01 November 2012

Please. Everyone shut up and look in the mirror.

I've seen and heard multiple people insisting on a desire for political figures to "do what's right", or to "do something" rather than bicker and argue pointlessly. I maintain that there are many, many problems with this desired approach to government.

Firstly, "doing what's right" is a very uncertain phrase, wherein people would likely find that their elected political figures would be doing a lot of things they wouldn't like very much and replace them with people that will do what they want, rather than what is actually necessary and effective to do. The American public wants a lot of inconsistent demands, low taxes and expensive public (and federal) services for instance. Mitt Romney's entire political shtick seems to be based around delivering this magically flavored ice cream where both are possible. There's a reason it's successful. Promising people things that are not possible or are not wise (more or less anything he's said he will do regarding China), is politically popular.

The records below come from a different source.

PR #223, opened 2019-02-02
Fix crash on android < 5.0

Kabangi:
For some reason, this line here `delete from sqlite_master` causes database corruption in `android < 5.0` and the app would always crash on startup.

In this PR, I only delete the necessary metadata from `sqlite_master` instead of everything.

#### Test Plan 
1. Build the example RN repo post this PR 
2. Observe the app would crash with database corruption error on log cat
3. Rebuild with this PR
4. Observe everything turns out to work great.


Kabangi:
@radex Thanks for the reminder I intended to do it but just completely forgot about it.

radex:
@Kabangi would you mind adding a note to the CHANGELOG.md file?

Kabangi:
@radex Done

PR #227, opened 2019-02-04
Add simple support of ejected expo projects

ieschalier:
Allow WatermelonDB to support **ejected** expo projects. 🤘


radex:
Thanks @ieschalier ! Would you mind adding a quick note to CHANGELOG about this fix? :)

PR #233, opened 2019-02-06
[iOS] Allow passing path instead of name to SQLiteAdapter

radex:
- Allow passing path instead of name to SQLiteAdapter

### DIFF
--- a/CHANGELOG.md
+++ b/CHANGELOG.md
@@ -6,14 +6,15 @@ All notable changes to this project will be documented in this file.
 
 ### Changes
 
-- Changed `compile` to `implementation` in Library Gradle file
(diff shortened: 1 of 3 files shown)


avinashlng1080:
@radex does this feature applies only to iOS ? Can I also pass a path to the document directory on Android?  I tried and it isn't working.  I'm getting the error : 

```
[WatermelonDB] Uh-oh. Database failed to load, we're in big trouble. This might happen if you didn't set up native code correctly (iOS, Android), or if you didn't recompile native app after WatermelonDB update. It might also mean that IndexedDB or SQLite refused to open. [Error: File file:///data/user/0/com.mattermost.rnbeta/files/databases/default.db/default.db.db contains a path separator]
```

PR #240, opened 2019-02-07
Update Installation.md

cesargdm:
Added specified module to link at react-native link, if no module is specified all modules are linked, and there area some RN libraries that explicitly request to not link the library thru RN

### DIFF
--- a/docs/Installation.md
+++ b/docs/Installation.md
@@ -31,7 +31,7 @@ yarn add @nozbe/watermelondb
     **Automatically**
 
     ```bash
-    react-native link
+    react-native link @nozbe/watermelondb
     ```
 
     **Or manually**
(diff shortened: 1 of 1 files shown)


radex:
Nice! didn't know you can do that.  Thanks @cesargdm . While you're at it, could you re-order the iOS installation steps, so that it FIRST asks you to add Swift support, and THEN to do `react-native link`? Many people just stop paying attention after the linking part and then file issues saying their app doesn't compile

cesargdm:
@radex Done, removed the "If you get linker errors when building, you need to...", because I think is clearer just "Add Swift support to the project", what do you think?

radex:
Agreed! Thanks @cesargdm :)

PR #244, opened 2019-02-12
Fix @date getter

radex:
`@date` field now returns a Jan 1, 1970 date instead of `null` if the field's raw value is `0`.

### DIFF
--- a/src/decorators/date/index.js
+++ b/src/decorators/date/index.js
@@ -24,7 +24,7 @@ const dateDecorator = makeDecorator(
       enumerable: true,
       get(): ?Date {
         const rawValue = this._getRaw(columnName)
-        return rawValue ? new Date(rawValue) : null
+        return typeof rawValue === 'number' ? new Date(rawValue) : null
       },
       set(date: ?Date): void {
         const rawValue = date ? +new Date(date) : null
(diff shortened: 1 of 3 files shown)


radex:
@rkrajewski CR please

src/decorators/date/index.js
```diff
@@ -24,7 +24,7 @@ const dateDecorator = makeDecorator(
       enumerable: true,
       get(): ?Date {
         const rawValue = this._getRaw(columnName)
-        return rawValue ? new Date(rawValue) : null
+        return typeof rawValue === 'number' ? new Date(rawValue) : null
```
rkrajewski: Just wondering should there be any warning, if raw value of date field will be `NaN` somehow. Since `typeof NaN` is `number`, this will produce Invalid Date. WDYT?

radex: Good catch! Thankfully, there's nothing to worry about:

https://github.com/Nozbe/WatermelonDB/blob/6100ae2a9208ebd3cb2ffc5624fa7072e631d4ee/src/RawRecord/index.js#L59

the raw values go through this sanitizer, that will ignore invalid numbers like NaN of Infinity

PR #246, opened 2019-02-13
Sync protect against clear database

radex:
- ⚠️ Potentially breaking: `Database.unsafeResetDatabase()` now requires that you run it inside an Action
- [Sync] Fixed an issue where synchronization would continue running despite `unsafeResetDatabase` being called
- Actions are now aborted when `unsafeResetDatabase()` is called, making reseting database a little bit safer
- Clean up, document, update tests


rozPierog:
@radex annnd another one 😶

PR #386, opened 2017-05-19
No DockerCommandLineJob when use_container=False

chapmanb:
Avoids using a Docker command line when `--no-container` passed.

Second. The impetus of requirement to "do something" is very troubling. Often doing nothing is a perfectly reasonable response to a problem. Indeed, the public seems content for the government do very little about problems like Syria or Iran (as it should, as I'm not sure there's very much we could effectively do in the first place). It only becomes a concern when it is OUR problem. A natural disaster occurs, somebody better be helping out. To be sure, one may concede that there are basically good Samaritan style reasons why we might want some public goods and charity dispensed in the wake of a wave of tornadoes or a hurricane, earthquake, volcano, tsunami, whatever. And while there are arguments why we might not want large scale public assistance (for example, to incentivize people to relocate to places that don't have these major disasters), we also need to acknowledge that these are otherwise desirable places for people to live (California's climate for example is excellent, coastal cities around the world are always high demand, etc) and that some measures are appropriate to protect the citizenry from the folly of such geographical stubbornness. But this is distinct from saying the government must do everything in such scenarios to assist, or, more concisely, to point out that just because a legitimate form of public goods may exist in disaster assistance, does not mean that a form of legitimate public goods or externalities also exist in some other realm of intervention and assistance. Medicare for example is distinct from the provision of public health. Same with public school monopolies and education (or hospital monopolies) or Social Security or the Post Office and so on down the line.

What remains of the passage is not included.